The China Iron and Steel Industry Association (CISA) and the Metallurgical Industry Planning and Research Institute (MIPRI), tried to answer these questions while participating in a recent iron and steel technology seminar.
Over Jan-Oct’21, China produced 87.05 million tonnes (mn t) of crude steel, a marginal dip of 0.7% y-o-y. This is the first decline in China’s cumulative crude steel output this year. Considering that this year’s autumn and winter production limits are stricter, in a bid to protect the environment, the goal of reducing crude steel output for the whole year is guaranteed to be achieved. Many steel companies are concerned about whether they will continue to reduce crude steel output next year, informs Lange Steel.
Qu Xiuli, vice-president and secretary-general of the China Iron and Steel Association, speaking at the seminar, said: “In the later period, including next year, no matter whether the country restricts production or not, we want to increase our production substantially. It may be that we lack a certain foundation. But our demand can become more sustained and our output can also remain stable or decline slightly. May be, the entire market should be in a relatively balanced situation of supply and demand then.”
Where overseas demand is concerned, the World Steel Association predicts that next year’s global steel demand will increase by 2.2%, which is significantly lower than this year’s growth rate. China does not encourage exports of general steel products and has cancelled the export tax rebate on steel products. Qu Xiuli predicts that steel exports will hardly grow significantly in Dec’21 and next year, and may even decline.
Costs to increase
In terms of cost, she believes it will increase further next year.
Qu Xiuli said: “Although the price of ore has gradually reduced through various measures, it is still at a high level. The price of coal, coke, and, in fact, the price of energy is still very high. In the later stage, the steel industry will implement ultra-low emission standards to promote carbon peaking and carbon neutralization, which will further increase capital investment and operating costs.”

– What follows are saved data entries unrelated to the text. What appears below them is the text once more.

PR #336, opened 2016-06-27
INT-3 - Namely Connect - Capture Metrics on When Last Used

ellisbenjamin:
As Namely Connect, I want to capture when the last time a Connector was used and by whom (client) so that it will help me resolve any issues.

Conditions of Satisfaction:
Namely Connect logs the following information for every time a connector is used:
* Name of Connector
* Client name
* Datetime stamp used 
* Status of integration (Success, Fail, NA)

https://namely.atlassian.net/browse/INT-3


app/models/jobvite/connection.rb
```diff
@@ -75,7 +77,20 @@ def import_profile(profile)
...
+    end
+
+    def import_profile_failed(profile)
+      ProfileImport.create(
+        installation_id: installation_id,
+        integration_id: integration_id,
+        applicant_id: profile.profile_id || nil,
+        first_name: profile.first_name || nil,
+        last_name: profile.last_name || nil,
+        email: profile.email || nil,
```
stephwag: You don't need `|| nil` here if you just want to store nil when it's nil

app/models/jobvite/connection.rb
```diff
@@ -75,7 +77,20 @@ def import_profile(profile)
         applicant_id: profile.profile_id,
         first_name: profile.first_name,
         last_name: profile.last_name,
-        email: profile.email
+        email: profile.email,
+        successful: 1
```
stephwag: Since this is the same as `import_profile_failed` with only a success flag, can't you just do something like `success: profile.success?`

app/jobs/net_suite_export_job.rb
```diff
@@ -52,7 +52,18 @@ def perform(operation, sync_summary_id, net_suite_connection_id,
...
+      )
+    else
+      ProfileImport.create(
+        installation_id: connection.installation_id,
+        integration_id: connection.integration_id,
+        applicant_id: netsuite_id || nil,
+        first_name: netsuite_employee.fetch('firstName',nil),
+        last_name: netsuite_employee.fetch('lastName', nil),
+        email: netsuite_employee.fetch('email', nil),
+        successful: false
```
stephwag: Same as other comment

app/services/icims/candidate_import_assistant.rb
```diff
@@ -27,7 +27,18 @@ def import_candidate
...
+        )
+      else
+        ProfileImport.create(
+          email: candidate.email || nil,
+          installation_id: connection.installation_id,
+          integration_id: connection.integration_id,
+          applicant_id: person_id || nil,
+          first_name: candidate.firstname || nil,
+          last_name: candidate.lastname || nil,
+          successful: false
```
stephwag: Same as other comment, and you don't need the `|| nil`

spec/jobs/net_suite_export_job_spec.rb
```diff
@@ -62,6 +62,7 @@
         expect(profile.first_name).to eq("NAME")
         expect(profile.last_name).to eq("LAST")
         expect(profile.email).to eq("e@mail.com")
+        expect(profile.successful).to eq(true)
```
stephwag: Style suggestion, you can also use `be_true` instead of `eq(true)`

app/models/jobvite/connection.rb
ellisbenjamin: Yes, that is much nicer.  Thanks 👍

spec/jobs/net_suite_export_job_spec.rb
ellisbenjamin: I gave this a whirl and it fails -- did a little research and found this:

```Yep. be_true was deprecated in 2.99 and has been removed in 3.0. Use be_truthy (if you want the same semantics as before) or be true (or eq true, or whatever) if you want exact equality semantics.```

our other tests use .eq(true) so I think I'll stick with it unless anyone objects.

PR #337, opened 2016-06-29
Form errors now orange.

ellisbenjamin:
Errors now orange because they are otherwise very easy to ignore.


bobbytables:
:shipit:

PR #347, opened 2016-07-14
nnarh-int-52

nnarh:
As a user using Namely Connect, I need to be able to view all the setup instructions and/or FAQ for each of the connects that are supported.

https://namely.atlassian.net/browse/INT-52


ellisbenjamin:
👍

Issue #20, opened 2025-11-04
[Feature] Playing music


Tazi0:
Currently the music tab is shown in the library. The tab shows artists like they are movies, so it tries to play them as movies.

You probably want to focus first on movies and tv-shows before adding music playing (if you even want that). So I would suggest hiding the tab

Though if you were to add the feature, might I suggest showing the albums in the library (or having a switch option) and playing them like Plexamp does?

<table>
<tr>
 <td>
<img width="651" height="899" alt="Image" src="https://github.com/user-attachments/assets/7487d503-c319-44a9-92c5-c9327b327483" />
 <td>
<img width="651" height="899" alt="Image" src="https://github.com/user-attachments/assets/55be1f85-8359-46b6-9a89-6225121af5de" />
 <td>
<img width="651" height="899" alt="Image" src="https://github.com/user-attachments/assets/3ada5c02-7af5-406f-ae84-43c247753543" />
<tr>
 <td>
Music tab
 <td>
Artist page
 <td>
Trying to "play" the artist
</table>

edde746:
I will look into music and photos in the future, for now the main focus is videos. If someone else wants to beat me to it, PRs are always welcome!

PR #32, opened 2025-11-04
Hide music libraries from app (Issue #20)

TheLidlMan:
- Filter out artist-type libraries in libraries_screen.dart
- Add safety check in media_card.dart to prevent music playback attempts
- Filter music content from getOnDeck() and getRecentlyAdded() in plex_client.dart

Music libraries are now hidden throughout the app since music playback is not yet supported. This focuses the app on video content (movies and TV shows).

#20


edde746:
You're on a very old commit

TheLidlMan:
Yep, fast moving repo. Sorting now

Issue #47, opened 2025-11-05
[Feature Request] Sleep Timer


RockoWallaby:
Would be great to have a sleep timer feature.

PR #52, opened 2025-11-05
feat: sleep timer

TheLidlMan:
- default timer values in settings
- extend timer function
- pauses playback when done

#47 

Theres alot of chunky code in the `lib/widgets/plex_video_controls.dart` dunno if you want to split it out?


edde746:
Is there a reason 30 minutes is marked as "default"? By default the sleep timer should be off, right?

TheLidlMan:
Its not on just the default time when you click the button in the player so people can set custom times. Maybe it should be set to no default?

edde746:
I think it looks weird to have a "default" on the interface.

PR #73, opened 2025-11-08
feat: audiobook support

8bitgentleman:
So few plex clients have support for audiobooks so I decided to work with Claude to add one. This adds comprehensive audiobook functionality to plezy including:

- Audiobook library browsing and detail screens
- Full-featured audiobook player with chapter navigation
- Author browsing and filtering
- Audiobook-specific UI widgets and controls
- Playback state management and seeking
- Integration with existing library navigation

I don't think the main app has background play support yet so I held off on that since it seemed much more invasive


edde746:
Music/audiobook support should probably be done as one, proper OS controls is also a requirement and for some reason it's very broken with media_kit on iOS, until there is a solution for that I don't to add this as it would not support background play.

PR #79, opened 2025-11-09
feat: Adaptive navigation bar

Tazi0:
The bottom navigation bar is now adaptive for different platforms.

Using [adaptive_platform_ui](https://pub.dev/packages/adaptive_platform_ui)

Scherm­afbeelding 2025-11-09 om 11 36 58
Scherm­afbeelding 2025-11-09 om 11 38 33

### DIFF
--- a/ios/Podfile.lock
+++ b/ios/Podfile.lock
@@ -1,4 +1,6 @@
 PODS:
+  - adaptive_platform_ui (0.1.0):
+    - Flutter
   - Flutter (1.0.0)
   - media_kit_libs_ios_video (1.0.4):
     - Flutter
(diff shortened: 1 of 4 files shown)


edde746:
Seems to be quite buggy, it will randomly become small when scrolling down.
Simulator Screenshot - iPhone Air - 2025-11-09 at 16 27 59

Also, while I personally like the liquid glass design, it doesn't really fit with the rest of the app.

Tazi0:
Thanks for reporting the bug, I will look into it. The navigation bar is not the only thing that can be adaptive I can also edit the other elements but that would take significant time which I'm not sure is a great usage of time.

edde746:
Yeah, the issue however with the [adaptive_platform_ui](https://pub.dev/packages/adaptive_platform_ui) package is that it uses AppKit instead of SwiftUI, which means there isn't macOS support which would be nice to have.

Li Xinchuang, Secretary of the Party Committee and Chief Engineer of the Metallurgical Industry Planning and Research Institute pointed out that the current development of China’s steel industry is happening in “three phases” of accelerated joint reorganisation, strengthening environmental protection and low-carbon development.
He stressed on the urgency of green and low-carbon development, and that companies must attune themselves to implement such measures.

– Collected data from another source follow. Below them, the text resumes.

Issue #43, opened 2025-11-04
Feature request: Skip intro/credits


Seros:
The button to skip intros and credits on demand like in the official apps would be great. The docs mention that this requires the server admin to subscribe for a Plexpass but not sure if this is required for the clients as well and can be read via an api.

TheLidlMan:
Yes, its possible and already 'kinda' implemented with the chapters. Its only possible if the server admin has Plex Pass as you said. The marker is in the file so once its been recognised then should be readable by client, possibly a future feature

Tazi0:
I created a merge request to add this functionality

PR #80, opened 2025-11-09
feat: Skip intro and credit

Tazi0:
A feature request from [Seros](https://github.com/Seros) #43.

The buttons are shown based on chapters. 

> [!NOTE]
> Only issue is that the final chapter doesn't have to be on the credits. The series I tested has a "next episode" preview so the credits are actually the chapter before the last. Any suggestions?

<table>
<tr>
 <td>
Scherm­afbeelding 2025-11-09 om 13 15 19
 <td>
Scherm­afbeelding 2025-11-09 om 13 15 12
<tr>
<td>
Scherm­afbeelding 2025-11-09 om 13 22 00
<td>
Scherm­afbeelding 2025-11-09 om 13 22 54
<tr>
 <td>
Skip Intro
 <td>
Next episode
</table>

### DIFF
--- a/lib/client/plex_client.dart
+++ b/lib/client/plex_client.dart
@@ -501,18 +501,17 @@ class PlexClient {
   Future<List<PlexMarker>> getMarkers(String ratingKey) async {
     final response = await _dio.get(
       '/library/metadata/$ratingKey',
-      queryParameters: {'includeChapters': 1},
+      queryParameters: {'includeMarkers': 1},
     );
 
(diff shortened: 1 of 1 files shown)


edde746:
Plex does provide this information when you have Plex Pass (I think), we should rely on that instead of custom logic using chapters.

Tazi0:
well I'll be dammed, `includeMarkers` does exist. It wasn't documented

Issue #86, opened 2025-11-10
Subtitles cut off in Letterbox mode


lhilden:
Expanding video to Letterbox mode cuts off subtitles

### Expected
All subtitles are visible. Example:
<img width="2048" height="858" alt="Image" src="https://github.com/user-attachments/assets/69eda8f4-76c4-45c3-b1c7-035bb77c4517" />

### Actual
Subtitles are cut off. Example:
<img width="2048" height="858" alt="Image" src="https://github.com/user-attachments/assets/a67a9519-bbe7-4b50-abc5-57e0154ca584" />

### Affects Versions
Platform: macOS
Plezy Version: 1.6.1

Tazi0:
I created a merge request to fix this.

edde746:
Fixed with https://github.com/edde746/plezy/commit/0b9998ddffb3090561abd4594857fb0bc5f5f122

PR #89, opened 2025-11-11
feat: Custom subtitles overlay

Tazi0:
A bug report from [lhilden](https://github.com/lhilden) #86.

This fixes the changing of aspect ratio for the video (Letterbox -> Fill screen -> Stretch). 

A custom subtitles overlay which is always on the bottom, but bottom distance dependent on the video control overlay and device.

<table>
<tr>
 <td>
Scherm­afbeelding 2025-11-11 om 12 47 42
 <td>
Scherm­afbeelding 2025-11-11 om 12 47 38
<tr>
 <td>
Scherm­afbeelding 2025-11-11 om 12 48 39
 <td>
Scherm­afbeelding 2025-11-11 om 12 48 42
<tr>
 <td>
With video control overlay
 <td>
Without video control overlay
</table>

### DIFF
--- a/lib/screens/video_player_screen.dart
+++ b/lib/screens/video_player_screen.dart
@@ -68,7 +68,10 @@ class VideoPlayerScreenState extends State<VideoPlayerScreen> {
   int _boxFitMode = 0;
   bool _isPinching = false; // Track if a pinch gesture is occurring
 
-  // Controls visibility state for subtitle positioning
+  // Subtitle overlay state
+  bool _showSubtitleOverlay = false;
+  String _currentSubtitleText = '';
+  Timer? _subtitleTimer;
   bool _controlsVisible = true;
 
   @override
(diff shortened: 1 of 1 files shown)


wanestar:
Wouldn’t this break .ASS subtitles with styling and positioning?
Feels like there could be a better way than completely bypassing MPV, unless I’m reading it wrong.

At the very least there has to be a way to disable this. I really like MPVs native subtitle rendering.

edde746:
I assume @wanestar is right, I was looking at how https://github.com/DonutWare/Fladder does it and I think this is the same solution. SSA support is a must, the proper solution is to move away from using BoxFit to implement the fill mode and instead using mpv properties.

Tazi0:
I wasn't aware of .ASS subtitles but your right. I'm currently trying to work subtitle margining into the video player. But that's quite difficult to manage the bottom position in different with the boxfits and devices.

Tazi0:
I'm currently not finding any way to have three different fit sizes (fit, cover, stretch) and keep the subtitles in the frame of the screen apart from the solution i've given before. If anyone else wants to stab at this.

edde746:
The solution is to use the following mpv properties:
```
'sub-margin-y': '300',
'sub-ass-force-margins': 'yes',
'sub-ass-style-overrides': 'MarginV=300',
```
(the 300 value is just an example, we need to actually calculate the right value)
but, the mpv version that we're using on iOS & macOS (0.36.0) does not support this, it needs to be updated.

edde746:
See #86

Li Xinchuang suggested that there should be differentiated policies for different steel products. For instance, exports of high-end steel, restricting exports of commercial grades should be encouraged, while imports of raw materials and primary products such as scrap and billets should be promoted to allow development of the electric furnace short-process steelmaking technology.
Domestic crude steel output should be reduced, along with energy consumption so that China’s steel industry can achieve its carbon peak and carbon neutral goals as soon as possible.